◆ Work request
Return every line of the records that includes the string "Release".

◆ Exercise material
━━━━━━
PR #259, opened 2022-11-12
Make `Lens` `Copy` Again

geom3trik:
No more cloning lenses to move them into closures!!!

### DIFF
--- a/crates/vizia_core/src/localization/mod.rs
+++ b/crates/vizia_core/src/localization/mod.rs
@@ -38,7 +38,7 @@ where
         Box::new(self.clone())
     }
     fn bind(&self, cx: &mut Context, closure: Box<dyn Fn(&mut Context)>) {
-        Binding::new(cx, self.lens.clone(), move |cx, _| closure(cx));
+        Binding::new(cx, self.lens, move |cx, _| closure(cx));
     }
 }
 
--- a/crates/vizia_core/src/state/binding.rs
+++ b/crates/vizia_core/src/state/binding.rs
@@ -44,7 +44,7 @@ where
         cx.cache.add(id).expect("Failed to add to cache");
         cx.style.add(id);
 
-        let binding = Self { entity: id, lens: lens.clone(), content: Some(Box::new(builder)) };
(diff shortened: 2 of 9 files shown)


rhelmot:
This is very interesting... I was initially opposed to this change because I thought I had a bunch of lenses which held strings by value, but then I checked my implementations and it seems that all of those lenses actually use _another lens_ to get ahold of the string they need to use. I have some reservations about whether this pattern can hold, but I'm optimistic!

geom3trik:
> This is very interesting... I was initially opposed to this change because I thought I had a bunch of lenses which held strings by value, but then I checked my implementations and it seems that all of those lenses actually use _another lens_ to get ahold of the string they need to use. I have some reservations about whether this pattern can hold, but I'm optimistic!

I too have some reservations but if this can work then I think it's a big ergonomics improvement not having to clone lenses for nested closures. I tested this with the `map()` lens and it still allows you to map to a string even if it's not derived from the original data, e.g. `lens.map(|_| String::from("Test"))`. I think in general lenses shouldn't contain non-copy data and should instead try to refer to app data if it's non-copy or use a map. I've tested this so far with all of the built-in views and examples on the `new-views` branch and it seems to work. I have a couple of other more complex code bases which use vizia to test it with and will report back. It seems promising though that this works with your application if I'm understanding correctly?

rhelmot:
I have not tested that it works with my application, just reviewed my custom lenses and determined that they will probably port with no issues whatsoever.

geom3trik:
> I have not tested that it works with my application, just reviewed my custom lenses and determined that they will probably port with no issues whatsoever.

Ah okay fair enough. I'm optimistic that it will work then. I have an application I can test with but I'm not doing anything fancy with lenses so it might not be the best tester.

geom3trik:
After testing this further in a more realistic scenario, I've come to the conclusion that this change is too restrictive and not viable. It's a shame because I really would like to be able to reduce the cloning of lenses, but this isn't the solution. I'm going to close this for now but leave the branch in case it's something we can come back to in the future.

PR #263, opened 2022-11-17
Optimize draw call in view trait

KDecay:
The diff looks a bit wild, but I just moved the content of the `draw` function of the `View` trait into a separate function called `draw_view`. This reduces the binary size quite a bit.

# Comparison

### Dropdown Example

Old: 13752 kb
New: 13484 kb

### Crud Example

Old: 13936 kb
New: 13608 kb

### Dropdown Example

Old: 8784 kb
New: 8696 kb

### Crud Example

Old: 8972 kb
New: 8832 kb

### DIFF
--- a/crates/vizia_core/src/view.rs
+++ b/crates/vizia_core/src/view.rs
@@ -55,635 +55,7 @@ pub trait View: 'static + Sized {
     fn event(&mut self, cx: &mut EventContext, event: &mut Event) {}
 
     fn draw(&self, cx: &mut DrawContext, canvas: &mut Canvas) {
-        let bounds = cx.bounds();
-
-        //Skip widgets with no width or no height
-        if bounds.w == 0.0 || bounds.h == 0.0 {
-            return;
-        }
-
-        let background_color = cx.background_color().cloned().unwrap_or_default();
-
-        let font_color = cx.font_color().cloned().unwrap_or(Color::rgb(0, 0, 0));
-
-        let border_color = cx.border_color().cloned().unwrap_or_default();
-        let outline_color = cx.outline_color().cloned().unwrap_or_default();
-
-        let parent = cx
-            .tree
-            .get_layout_parent(cx.current)
-            .expect(&format!("Failed to find parent somehow: {}", cx.current));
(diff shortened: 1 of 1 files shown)


robbert-vdh:
Did you try comparing compile times with and without this change, particularly for slightly less trivial applications? By moving the drawing code to a function like this significantly less code needs to be generated, so I can imagine that optimizing may also become faster.

geom3trik (approved):

KDecay:
> Have you tried comparing compile times with and without this change, particularly for slightly less trivial applications? By moving the drawing code to a function like this significantly less code needs to be generated, so I can imagine that optimizing may also become faster.

@robbert-vdh I haven't yet but I'll put that on my todo list and let you know the results! I'm certain that it has a positive effect on compile time as well.

KDecay:
@robbert-vdh @geom3trik I just tested the compile time difference this change made and it's pretty huge. I made a simple crate that just defines 100 types and implements the default `View` implementation (`impl View for Foo {}`). I compiled it using `cargo build --timings` and checked the time it took the crate to build (just the crate not `Vizia`).

The results are as follows:
- Before: 6.95s
- After: 4.27s

Of course this is not a scientific result by any means but it should show how much impact this change had.

robbert-vdh:
I'm also curious about the binary size difference between the two (if you just add all those 100 views in an application so they don't get optimized out).

KDecay:
Alright I tested it again now using 1000 Types. All of the builds use `winit` and are build using the following commands:
- Release: `cargo build --release --timings`
- Debug: `cargo build --timings`

# Debug builds

## Before 

Time: 36.88s
Size: 237MB

## After

Time: 8.8s
Size: 169MB

# Release builds

## Before 

Time: 211.86s
Size: 27MB

## After

Time: 13.67s
Size: 11MB

geom3trik:
Wow, these time differences are insane! Is this a clean build both times? I.e. no incremental builds?

KDecay:
@geom3trik Yup I always ran `cargo clean` before every test.

PR #267, opened 2022-12-03
Massive knob changes

LunaeSomnia:


crates/vizia_core/src/views/knob.rs
```diff
@@ -10,143 +10,252 @@ static DEFAULT_MODIFIER_SCALAR: f32 = 0.04;
...
+#[derive(Lens)]
+pub struct Knob<L: Lens<Target = D>, D: Copy + Clone + Into<f32> + 'static> {
+    lens: L,
     is_dragging: bool,
     prev_drag_y: f32,
-    continuous_normal: f32,
+    cursor: D,
+    default_normal: D,
+    min_value: D,
+    max_value: D,
```
Fredemus, line 28: I don't love the idea of knobs having a mix and min value. In my experience it's easier to have that applied to whatever the knob is changing in an event, especially if the curve between min and max isn't linear

Fredemus (commented):
I like all of these changes, except for the knobs having min and max values. It makes them harder to use in the plugin case at least

crates/vizia_core/src/views/knob.rs
LunaeSomnia: Makes total sense. I haven't even considered non-linear while re-implementing the knob 😅 

I think a possible solution to this is not exposing the `min_value` and `max_value` from the constructor and have them fixed at `0.0` and `1.0` respectively for the continuous knob. 

How does that sound to you?

Fredemus: Yeah that sounds like a fine solution to me

geom3trik (approved):

geom3trik:
Just FYI I'm holding out on merging this until I've finished the accesskit PR because in that PR I had to make some changes to sliders to make them accessible and I'd like to do the same with the knob.

PR #269, opened 2022-12-05
Replace `Data` trait with `Clone + PartialEq`

### LINKED ISSUE #268: Remove the `Data` trait
Currently we are using the `Data` trait to compare mutated state with an stored 'old' value. The comparison used in the `Data` trait is supposed to be fast, which is why for things like `Arc` it does a pointer comparison rather than comparing the inner value. However, in practical use the `Data` trait is just used to directly compare, and wrapper types like `Arc` and `Mutex` are often mapped (using lens map) to get their inner value.

I suggest we remove the `Data` trait and instead use `PartialEq`. For cases where we need a fast comparison we could use a wrapper type of our own with a custom `PartialEq` implementation.

This change will remove quite a few restrictions when dealing with lensed data, and also remove the need to wrap types from 3rd party crates as long as they implement `PartialEq`.

Thoughts?

geom3trik:
Closes #268


rhelmot:
I was initially against this because I wanted to maintain the ability to have custom data definitions that e.g. compare just against a version number while maintaining the semantics of PartialEq, but then I realized that that is silly and you can just bind directly to the version number field.

rhelmot (approved):

geom3trik:
> I was initially against this because I wanted to maintain the ability to have custom data definitions that e.g. compare just against a version number while maintaining the semantics of PartialEq, but then I realized that that is silly and you can just bind directly to the version number field.

Could you not also manually implement `PartialEq` for a custom data type and do that?

rhelmot:
You could, but the ergonomics would suffer.

geom3trik:
> You could, but the ergonomics would suffer.

I suppose so. Then how does binding directly to a version number work? I guess you'd bind to a version number but use `cx.data()` to get the data you actually want? Since the binding will just give you the version number.

rhelmot:
Yeah - [here's](https://github.com/rhelmot/arborio/blob/78fe985eb0e8034ba262879e229a77a3a1b3be2a/crates/widgets/src/tabs/installation.rs#L24) an example of me doing that.

geom3trik:
> Yeah - [here's](https://github.com/rhelmot/arborio/blob/78fe985eb0e8034ba262879e229a77a3a1b3be2a/crates/widgets/src/tabs/installation.rs#L24) an example of me doing that.

Okay cool, that looks simple enough. Although, this would only really work for a `Binding` view and not so much for a property binding, though we do have `bind`  (on Handle) for that I guess. If we're happy with this switch from `Data` to `PartialEq` then maybe we can solve this particular problem with some special form of `map` that can bind to a version number but return some other data. I think this is problem to solve if and when it's needed though.

PR #310, opened 2023-02-15
Allow camelcase warning on struct root in lens.rs

adriannic:


geom3trik (approved):
Looks good, thanks for the fix!

PR #311, opened 2023-02-15
Color rework

DasLixou:
This makes the old Color functions constants and adds the simple Material Colors from https://materialui.co/colors/ (simple = except A***)


geom3trik:
This is not really the way I'd like to go with vizia for now, but I think material colors could be added through a trait as a separate crate on top of vizia.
━━━━━━
◆ Exercise response
- Release: `cargo build --release --timings`
# Release builds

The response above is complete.